TL;DR
This paper introduces a virtual multiview fusion technique that enhances 3D mesh semantic segmentation by effectively combining 2D predictions from multiple views, outperforming previous multiview methods and rivaling 3D convolution approaches.
Contribution
The paper presents a novel virtual multiview fusion approach that improves 3D semantic segmentation accuracy by better leveraging 2D view-based predictions on 3D meshes.
Findings
Outperforms previous multiview methods on ScanNet benchmark.
Achieves results comparable to recent 3D convolution techniques.
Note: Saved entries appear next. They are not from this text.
Issue #4778, opened 2026-08-21
[Chat v1 P7] Packaging, compatibility, publishing, and rollout


CompleteDotTech:
# [Chat v1 P7] Packaging, compatibility, publishing, and rollout

Track Phase 7: Packaging, compatibility, publishing, and rollout.

Owner repository: OpenCoven/coven-cave (program tracker)
Execution lane: program-coordination
Plan of record: OpenCoven/chat/docs/superpowers/plans/2026-08-15-phase-7-release-rollout.md

Deliverables:
- Repository-owned implementation beads remain independently claimable.
- Cross-repository conformance evidence is attached to the phase gate.

Acceptance criteria:
- All Phase 7 implementation and verification beads are closed.
- The Phase 7 gate records passing commands and artifacts.

## Bead metadata

- **Bead ID:** `cave-j65ie`

- **Status:** open

- **Priority:** P1

- **Surface:** Shared

- **Authoritative owner:** Unassigned

- **Labels:** `area:program`, `phase:7`, `program:chat-v1`, `repo:cross-repo`, `surface:shared`, `tracking`, `verification-required`

- **Parent:** None

- **Dependencies:** `cave-udcn7`, `cave-ilh1h`, `cave-mbekl`, `cave-563z7`, `cave-as76u`, `cave-k0aqq`, `cave-gcb0i`

## Source of truth

Beads is authoritative. This draft card is a GitHub Teamwork visibility mirror and should be reconciled from the Bead rather than edited as an independent task.

BunsDev:
Closing this accidental repository-issue conversion. The canonical task remains the Bead mirrored as a draft card on the Teamwork project; Beads remains the source of truth.

PR #4785, opened 2026-08-21
feat(client-v1): serve release compatibility metadata on a health route

CompleteDotTech:
Chat v1 Phase 7, Task 1 — the Cave half of the packaging/compatibility work tracked by #4778 (bead `cave-j65ie`, plan of record `OpenCoven/chat:docs/superpowers/plans/2026-08-15-phase-7-release-rollout.md`). Owned locally by bead `cave-0wg`.

## The gap

Chat, the SDK, and the CLI have to know whether this Cave will talk to them **before** they pair. Today they cannot. `src/lib/server/client-v1/contract.ts` declares the API version, minimum client version and capability set, but nothing serves it — `git grep client-v1` across `src` and `scripts` returns only the module, its exporter, its CI path class, and tests. The module says so itself: *"Phase 0 fixture governance stays foundation-only … no route DTOs."*

## What this adds

`GET /api/client/v1/health`, returning the six facts a client needs. Three ride the existing envelope — `apiVersion`, `minimumClientVersion`, `capabilities` — rather than being repeated in `data`, so one response can never carry two different answers to the same question. The other three are new:

| Field | Source | Why |
| --- | --- | --- |
| `releaseVersion` | `APP_VERSION` | lets a compatibility matrix name the build it tested |
| `instanceId` | persisted random UUID | clients cache pairings against a Cave; this separates "restarted" from "different Cave, same port" |
| `pairingRequired` | contract constant | there is no unpaired mode to report, so adding one must change the contract in review |

`instanceId` identifies an installation, never a person or machine — a plain UUID with no hostname, username, or hardware value mixed in. It is deliberately public on an unauthenticated endpoint, so a test asserts the response body is exactly those three keys and contains no filesystem path.

## Fixture placeholders are deliberate

`contract-fixture.json` keeps `0.0.0` and a zero UUID rather than the running values. The fixture exists to prove the contract *shape* did not change; stamping the real version in would make every release rewrite it and the diff stop meaning anything. `keeps the release version out of the contract fixture` enforces that.

## Smoke scope — read this before reviewing the script

`scripts/client-v1-release-smoke.mjs` probes a running release build, because that is where release-only breakage lives: a route dropped from the bundle, an env-dependent field that is empty under `next build`, a version that never got stamped. Its assertions are pure and exported, so they are unit-tested without a server, and it accumulates failures rather than stopping at the first — one rebuild per failure is too slow a loop.

The plan also specifies a **pair / read / revoke / expect-401** leg. It is deliberately **not** here: the routes it drives do not exist. On this commit `src/app/api/client/v1/` contains only `health`, and there is no client-v1 pairing route at all (the only pairing code on `main` is the mobile surface). Asserting against routes that 404 would make the smoke fail for a reason unrelated to the release. That leg is tracked on `cave-0wg` and lands with the pairing routes.

## Verification

Run in `.worktrees/cave-0wg-client-v1-release-compat`:

- `node scripts/export-client-v1-contract.mjs --check` — exit 0, committed bytes match
- `contract.test.ts` — 23 passed (4 new)
- `route.test.ts` — 4 passed
- `instance-id.test.ts` — 4 passed, 1 skipped (needs POSIX permissions)
- `client-v1-release-smoke.test.mjs` — 9 passed
- `ci-paths.test.mjs` — 9 passed; `export-client-v1-contract.test.mjs` — 6 passed
- `pnpm lint` — clean
- `pnpm typecheck` — **zero errors in any file this PR touches**

---

## ⚠️ CI status: one real finding (fixed), the rest inherited from a red `main`

**CI caught a genuine problem in this branch, and `2f58992b3` fixes it.** `api-contracts.test.ts` asserted that *no* `/api/client/v1` route may exist — a Phase 0 gate from when the client v1 contract was a module nothing served — and it separately requires every route to hold a contract entry. The first push tripped both.

The gate is now **narrowed rather than deleted**: it pins the exact allowed list, so a second, unreviewed client v1 route still fails until someone adds it here on purpose. That keeps what the gate was actually protecting against. The client v1 response builders are also inlined into `effectiveRouteSource`, the same way the OAuth and onboarding routes already are — client v1 routes never construct a `Response` by hand, so without the inline the suite reads `route.ts`, finds no `Response.json`, and concludes the route returns nothing. 287 route contracts pass.

Worth recording why local runs missed it: `pnpm test:api` aborts on this Windows box at `scripts/worktree-guard.test.mjs` — a worktree-registration failure that does not reproduce on Linux CI — only 10 files in, while `api-contracts` sits at file 64 of 390. The targeted suites all passed, which is exactly how a whole-suite gate slips through.

Everything below is a different matter, and is inherited.

The base commit `b5f40e54d` **is `main`, and `main`'s own CI run fails** ([run 32454161667](https://github.com/OpenCoven/coven-cave/actions/runs/32454161667)). An incomplete merge landed there — the app-tests log still shows `error: could not apply 826167b... branch side` — and this branch inherits the wreckage. Every failing check traces to it, and each already has a fix in flight:
Every failing check was matched against `main`'s own run at the same commit. Where both fail inside a test suite, the file **and the count of files that passed first** are identical — that is the tightest evidence available that this branch reaches main's failure point and no earlier:

| Failing check | This branch stops at | `main` stops at | Fixed by |
| --- | --- | --- | --- |
| typecheck, PR checks | `bubbleSegments` undeclared in `chat-view.tsx` | same | #4784 |
| Frontend bundle | `'ChatToolActivityLayout' is declared but its value is never read` | same | #4784 |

Effectively integrates 2D predictions for improved 3D segmentation.
Abstract
Semantic segmentation of 3D meshes is an important problem for 3D scene understanding. In this paper we revisit the classic multiview representation of 3D meshes and study several techniques that make them effective for 3D semantic segmentation of meshes. Given a 3D mesh reconstructed from RGBD sensors, our method effectively chooses different virtual views of the 3D mesh and renders multiple 2D channels for training an effective 2D semantic segmentation model. Features from multiple per view predictions are finally fused on 3D mesh vertices to predict mesh semantic segmentation labels. Using the large scale indoor 3D semantic segmentation benchmark of ScanNet, we show that our virtual views enable more effective training of 2D semantic segmentation networks than previous multiview approaches. When the 2D per pixel predictions are aggregated on 3D surfaces, our virtual multiview fusion…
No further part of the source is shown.